Filter 1 (-1, 2, -1, 0, 0, 0, 1, 2, 1):
This filter emphasized the horizontal lines in the image which would aid in identifying the handrails of the stairs.
Filter 2 (-1, 0, 1, -2, 0, 2, -1, 0, 1):
This filter identified the vertical lines in the image such as the rungs of the stairs.
Filter 3 (-1, -2, -1, -2, 0, 2, -1, 0, 1):
This filter also emphasizes the rungs of the stairs and the support structures.
When you apply a filter to the image, you can extract raw features of an images while retaining the original image. The application of a convolving filter to an image helps aid in processing images. By extracting the raw features of an image through filtering, it helps the machine identify patterns and recognize key features, essential to identifying items.
B. Another useful method is pooling. Apply a 2x2 filter to one of your convolved images, and plot the result. In effect what have you accomplished by applying this filter? Can you determine from the code which type of pooling filter is applied, and the method for selecting a pixel value (see the following snippet)? Did the result increase in size or decrease? Why would this method be useful? Stretch goal: again, instead of using misc.ascent(), apply the pooling filter to one of your transformed images.
Above is the pooled image of filter 1 from question A. The size of the image significantly decreased by 1/4 of the original size, however the original extracted features were maintained and emphasized even further. This is due to the fact that this processing of pooling selects the pixels of the highest values in order to create the new image, reducing the amount of noise and the size of the image.

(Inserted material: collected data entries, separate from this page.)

Issue #582, opened 2019-10-31
Allow overriding AsyncWorker::OnWorkComplete etc


legendecas:
As for now, `AsyncWorker::OnWorkComplete` and `AsyncWorker::OnExecute` was declared as a static private method. We could make a global static function to accept an arbitrary AsyncWorker variant and invoke its own `OnWorkComplete` and `OnExecute` to make override possible.

This would be a blocking issue to implement AsyncProgressQueueWorker, which expects a queue cleanup before invoking either `OnOk` and `OnError` in `OnWorkComplete`.

legendecas:
Closed with #589

PR #585, opened 2019-11-02
Implement AsyncProgressQueueWorker

legendecas:
Although this patch comes along with a lot of changes on either `Napi::AsyncWorker` and `Napi::AsyncProgressWorker`, there are no changes in the existing code expected. (i.e. tests of `Napi::AsyncWorker` and `Napi::AsyncProgressWorker` shall pass without any modification)

Fixes: #582 

- [x] await TSFN queue clean up to call OnWorkComplete (https://github.com/nodejs/node/issues/31531)
- [x] npm test passed
- [x] test included
- [x] document changed

### DIFF
--- a/doc/async_worker_variants.md
+++ b/doc/async_worker_variants.md
@@ -344,10 +344,10 @@ method that will queue the created worker for execution.
 # AsyncProgressQueueWorker
 
 `Napi::AsyncProgressQueueWorker` acts exactly like `Napi::AsyncProgressWorker`
-except that each progress commited by `Napi::AsyncProgressQueueWorker::ExecutionProgress::Send`
+except that each progress committed by `Napi::AsyncProgressQueueWorker::ExecutionProgress::Send`
 during `Napi::AsyncProgressQueueWorker::Execute` is guaranteed to be
 processed by `Napi::AsyncProgressQueueWorker::OnProgress` on JavaScript thread
-by committing order order.
+by committing order.
 
 For the most basic use, only the `Napi::AsyncProgressQueueWorker::Execute` and
 `Napi::AsyncProgressQueueWorker::OnProgress` method must be implemented in a subclass.
@@ -368,9 +368,9 @@ The data pointed to will be copied to internal slots of `Napi::AsyncProgressQueu
 after the call to `Napi::AsyncProgressQueueWorker::ExecutionProcess::Send` the data can
 be safely released.
 
-`Napi::AsyncProgressQueueWorker::ExecutionProcess::Send` guarantees **eventual**
-invocation of `Napi::AsyncProgressQueueWorker::OnProgress`, which means
-multiple send will be cast to orderly invocation of `Napi::AsyncProgressQueueWorker::OnProgress`
+`Napi::AsyncProgressQueueWorker::ExecutionProcess::Send` guarantees invocation
+of `Napi::AsyncProgressQueueWorker::OnProgress`, which means multiple send will
+be cast to orderly invocation of `Napi::AsyncProgressQueueWorker::OnProgress`
 with each data.
 
 ```cpp
--- a/doc/async_worker_variants.md
+++ b/doc/async_worker_variants.md
@@ -346,8 +346,8 @@ method that will queue the created worker for execution.
 `Napi::AsyncProgressQueueWorker` acts exactly like `Napi::AsyncProgressWorker`
 except that each progress committed by `Napi::AsyncProgressQueueWorker::ExecutionProgress::Send`
 during `Napi::AsyncProgressQueueWorker::Execute` is guaranteed to be
-processed by `Napi::AsyncProgressQueueWorker::OnProgress` on JavaScript thread
-by committing order.
+processed by `Napi::AsyncProgressQueueWorker::OnProgress` on the JavaScript
+thread in the order it was committed.
 
 For the most basic use, only the `Napi::AsyncProgressQueueWorker::Execute` and
 `Napi::AsyncProgressQueueWorker::OnProgress` method must be implemented in a subclass.
@@ -369,9 +369,9 @@ after the call to `Napi::AsyncProgressQueueWorker::ExecutionProcess::Send` the d
 be safely released.
 
 `Napi::AsyncProgressQueueWorker::ExecutionProcess::Send` guarantees invocation
-of `Napi::AsyncProgressQueueWorker::OnProgress`, which means multiple send will
-be cast to orderly invocation of `Napi::AsyncProgressQueueWorker::OnProgress`
-with each data.
+of `Napi::AsyncProgressQueueWorker::OnProgress`, which means multiple `Send`
+call will result in the in-order invocation of `Napi::AsyncProgressQueueWorker::OnProgress`
+with each data item.
 
 ```cpp
 void Napi::AsyncProgressQueueWorker::ExecutionProcess::Send(const T* data, size_t count) const;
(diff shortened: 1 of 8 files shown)


legendecas:
Shall hold until we landed #589.

mhdawson:
@legendecas https://github.com/nodejs/node-addon-api/pull/589 has now landed so you can rebase/proceed.

mhdawson:
Discussed in last N-API team meeting, still one aspect to be completed, but @legendecas would like feedback on what is there so far.

mhdawson:
@nodejs/addon-api this is ready for review.

test/asyncprogressqueueworker.cc
```diff
@@ -0,0 +1,90 @@
...
+
+class TestWorker : public AsyncProgressQueueWorker<ProgressData> {
+public:
+  static Napi::Value CreateWork(const CallbackInfo& info) {
+    int32_t times = info[0].As<Number>().Int32Value();
+    Function cb = info[1].As<Function>();
+    Function progress = info[2].As<Function>();
+
+    TestWorker* worker = new TestWorker(cb, progress, "TestResource", Object::New(info.Env()));
+    worker->_times = times;
```
gabrielschulhof: Can this not be passed to the constructor instead of being assigned afterwards?

test/asyncprogressqueueworker.cc
```diff
@@ -0,0 +1,90 @@
...
+
+    return Napi::External<TestWorker>::New(info.Env(), worker);
+  }
+
+  static Napi::Value QueueWork(const CallbackInfo& info) {
+    auto wrap = info[0].As<Napi::External<TestWorker>>();
+    auto worker = wrap.Data();
+    worker->Queue();
+    return Napi::Boolean::New(info.Env(), true);
```
gabrielschulhof: Why return `true` here? There's no possibility that this will return `false`. Therefore the `assert` on the JS side is superfluous. Might as well make the function void.

test/asyncprogressqueueworker.cc
```diff
@@ -0,0 +1,90 @@
...
+  }
+
+  static Napi::Value CancelWork(const CallbackInfo& info) {
```
gabrielschulhof: This function can also be void. No need to return a value.

gabrielschulhof: OTOH, if you wish to test that cancelling work works, then `Queue()` and/or `Cancel()` must return a value which will be passed through to JS here.

test/asyncprogressqueueworker.cc
```diff
@@ -0,0 +1,90 @@
...
+    using namespace std::chrono_literals;
+    std::this_thread::sleep_for(1s);
+
+    if (_times < 0) {
+      SetError("test error");
+    }
+    ProgressData data{0};
+    for (int32_t idx = 0; idx < _times; idx++) {
+      data.progress = idx;
+      progress.Send(&data, 1);
```
gabrielschulhof: I think we should copy here and free in the JS thread.

test/asyncprogressqueueworker.cc
```diff
@@ -0,0 +1,90 @@
...
+    }
+  }
+
+  void OnProgress(const ProgressData* data, size_t /* count */) override {
+    Napi::Env env = Env();
+    if (!_progress.IsEmpty()) {
+      Number progress = Number::New(env, data->progress);
+      _progress.MakeCallback(Receiver().Value(), { progress });
```
gabrielschulhof: You shouldn't need to `MakeCallback` here because the TSFN does this for you.

test/asyncprogressqueueworker.cc
```diff
@@ -0,0 +1,90 @@
...
+  }
+
+private:
+  TestWorker(Function cb, Function progress, const char* resource_name, const Object& resource)
+    : AsyncProgressQueueWorker(cb, resource_name, resource) {
+    _progress.Reset(progress, 1);
+  }
+
+  int32_t _times;
+  FunctionReference _progress;
```
gabrielschulhof: This variable could be named better, like, maybe `_js_progress_cb`.

mhdawson:
I'm not sure putting the doc for both classes into the same file make sense. I think it would stick to having one file to doc each class as we have for most classes. @NickNaso what do you think?

napi-inl.h
```diff
@@ -4587,9 +4587,73 @@ inline void ThreadSafeFunction::CallJS(napi_env env,
...
+template <typename DataType>
+inline void AsyncProgressWorkerBase<DataType>::OnWorkComplete(Napi::Env /* env */, napi_status status) {
+  _work_completed = true;
+  _complete_status = status;
+  _tsfn.Release();
+}
+
+template <typename DataType>
+inline void AsyncProgressWorkerBase<DataType>::OnThreadSafeFunctionFinalize(Napi::Env env, void* /* data */, AsyncProgressWorkerBase* context) {
+  if (context->_work_completed) {
```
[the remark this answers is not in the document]
legendecas: There might be cases that the worker is been released but doesn't been queued and executed. So `CHECK` will not be appropriate here IMO.

napi-inl.h
```diff
@@ -4684,20 +4739,18 @@ inline void AsyncProgressWorker<T>::Execute() {
...
-    std::lock_guard<std::mutex> lock(self->_mutex);
-    data = self->_asyncdata;
-    size = self->_asyncsize;
-    self->_asyncdata = nullptr;
-    self->_asyncsize = 0;
+    std::lock_guard<std::mutex> lock(this->_mutex);
+    data = this->_asyncdata;
+    size = this->_asyncsize;
+    this->_asyncdata = nullptr;
+    this->_asyncsize = 0;
```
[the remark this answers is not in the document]
legendecas: Since this is previous work on AsyncProgressWorker, I opened an issue https://github.com/nodejs/node-addon-api/issues/677 to tracking it down.

legendecas:
> @mhdawson:  I'm not sure putting the doc for both classes into the same file make sense. I think it would stick to having one file to doc each class as we have for most classes. @NickNaso what do you think?

I put them in a single doc file because they shared much similar behavior. It can be verbose if we separate those docs into different files.

doc/async_worker_variants.md
```diff
@@ -341,4 +341,114 @@ asynchronous task ends and other data needed for the computation. Once created,
...
+    public:
+        EchoWorker(Function& callback, std::string& echo)
+        : AsyncProgressQueueWorker(callback), echo(echo) {}
+
+        ~EchoWorker() {}
+    // This code will be executed on the worker thread
+    void Execute(const ExecutionProgress& progress) {
+        // Need to simulate cpu heavy task
+        for (uint32_t i = 0; i < 100; ++i) {
+          progress.Send(&i, 1)
```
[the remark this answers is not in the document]
legendecas: Internally, the passed in data items are copied to internal slots and these allocations are managed by AsyncProgressQueueWorker.
Exposing passing raw pointers may have better control over the `Send` operation, but it also made the lifetime management of these data mandatory. Users have to manually delete the data pointers after the progress been handled.

I'm leaning on the current behavior (copy the data) and this is what NAN provides. WDYT?

napi.h
```diff
@@ -2242,8 +2249,55 @@ namespace Napi {
...
+  template <typename DataType>
+  class AsyncProgressWorkerBase : public AsyncWorker {
+    public:
+     virtual void OnWorkProgress(DataType* data) = 0;
+     class ThreadSafeData {
+       public:
+        ThreadSafeData(AsyncProgressWorkerBase* asyncprogressworker, DataType* data)
+          : _asyncprogressworker(asyncprogressworker), _data(data) {}
+
+        AsyncProgressWorkerBase* asyncprogressworker() { return _asyncprogressworker; };
```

C. The lecture for today (Coding with Convolutional Neural Network) compared the application of our previously specified deep neural network with a newly specified convolutional neural network. Instead of using the fashion_MNIST dataset, use the mnist dataset (the hand written letters) to train and compare your DNN and CNN output. Were you able to improve your model by adding the Conv2D and MaxPooling2D layers to your neural network? Plot the convolutions graphically, include them in your response and describe them. Edit the convolutions be changing the 32s to either 16 or 64 and describe what impact this had on accuracy and training time. What happens if you add more convolution layers?
After 8 epochs of training, the neural network was able to improve and reach the accuracy of 99.8%. The test accuracy is 0.9889000058174133.